I don’t know what you did yesterday, but I watched the sun set from my back deck while eating muscadines and scuppernongs that I had bought in the mountains near Cleveland, Georgia the previous day. The sky was perfectly clear, and the temperature felt as though there were no temperature at all: perfect. Earlier, the sun was so intense, but the air so lacking in humidity, that it felt like one was sitting on a Caribbean beach. A small flock of migrating birds slipped by the magnolia tree and landed on the yellowing ginkgo. A maple, shuddering in the breeze, dropped its leaves in the sun-flecked grass.

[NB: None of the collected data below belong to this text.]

PR #116, opened 2024-10-03
feature/toggle-local-upload

### LINKED ISSUE #115: Surface `should_be_in_local` for new uploads
**Objective**:

Surface pre-existing ability for FSS to do `cloud only` uploads

**Backend Design:**

It already exists!  Clients just need to surface the`shouldBeInLocal` arg of the existing Upload `/register` endpoint:

```jsx
POST /upload/register
{
	should_be_in_local: True | False // Note this can be camel or snake case.
}
```

Try it [[here](http://stg-aics-api.corp.alleninstitute.org/fss2/swagger-ui.html)

**Frontend Design:**

A UI control for choosing between a `cloudOnly` upload and a traditional `hybridStorage` upload.

For phase 1 of this feature, `should_be_in_local` will default to `False`.  See the roll out plan [here](https://www.notion.so/FMS-as-a-tool-for-reducing-on-prem-storage-footprint-for-AICS-7404373daf734e8d81aa7afc8ce049fd)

Each morsel I popped into my mouth required the same procedure: bite at an angle, popping the interior away from the skin; spit the skin over the edge of the deck while anchoring the resulting ball of goodness to the inside of your cheek with your tongue; enjoy the burst of intense, unique flavor that envelops your head; feel the tartness take over the glands in your neck, inhale the intense, deep, toffee-sweet passion-fruit with grape perfume in your nose; squish out the seeds with your tongue; spit them over the rail; chew and feel the bubblegum sweet as it hits your mouth; kick your legs over a chair; repeat until all scuppernongs and muscadines are gone.
The South. Now, on to the pickled okra.
But the key: don’t hurry.
here’s the same text run through Burroughs’s cut-up machine:
I yesterday, the set deck and had in Cleveland, the The was clear, though were all: Earlier, sun but air lacking humidity, felt one sitting a beach. A flock the tree landed the ginkgo. A shuddering of the grass.
Each I into the procedure: at the the skin the of deck anchoring resulting of your with the of unique that feel tartness glands your intense, toffee-sweet grape in nose; out seeds your over rail; and the sweet it your kick legs a repeat and are South. Now, to pickled did but sun from back muscadines I bought the near previous perfectly and temperature as there no at perfect. the was in it like on Caribbean of birds by magnolia and on yellowing in breeze, its sun-flecked morsel popped my required same bite interior from the ball goodness the of cheek your enjoy burst intense, flavor envelops head; the take the neck, the deep, with perfume your squish the tongue; them chew feel bubblegum as hits mouth; your over chair; until scuppernongs muscadines gone.
The okra.






3 responses so far ↓
1 Chris // Nov 4, 2003 at 9:22 pm
Err, what the hell are muscadines and scuppernongs?
2 bitterman // Nov 5, 2003 at 10:41 am
Yum, yum.
Stuck in the hellhole that is California, I travel home just to raid my Aunt’s root cellar at least twice a year (Toone, Tn., population 428, SALUTE). Muscadine preserves, spicy hot pickled okra, pepper sauce, green tomato relish, pole beans, field peas, and the occasional jug of Muscadine wine.
Pardon me, but I gotta go book a flight and prepare a duffle bag to carry all the Ball jars…....thanks for the post, Scott.
3 trav // Nov 5, 2003 at 9:19 pm
Both of my grandfathers had scuppernong canopies and made muscadine wine. One made more than mere wine—he had a still, like everybody else in Virginia did.
My mom’s dad, the sphinxlike SD Windham, grew his own okra (and beans, peas, hot peppers, eggplant, cucumbers, figs, pears, walnuts, peanuts, tomatoes, etc etc), seined his own shrimp, and hauled in his own oysters. We’d sit on the porch on autumn afternoons eating boiled shrimp and chow chow, and he’d fry up fresh okra for us.
The Real South begins outside of Atlanta where you see your first Scuppernong vine trellis.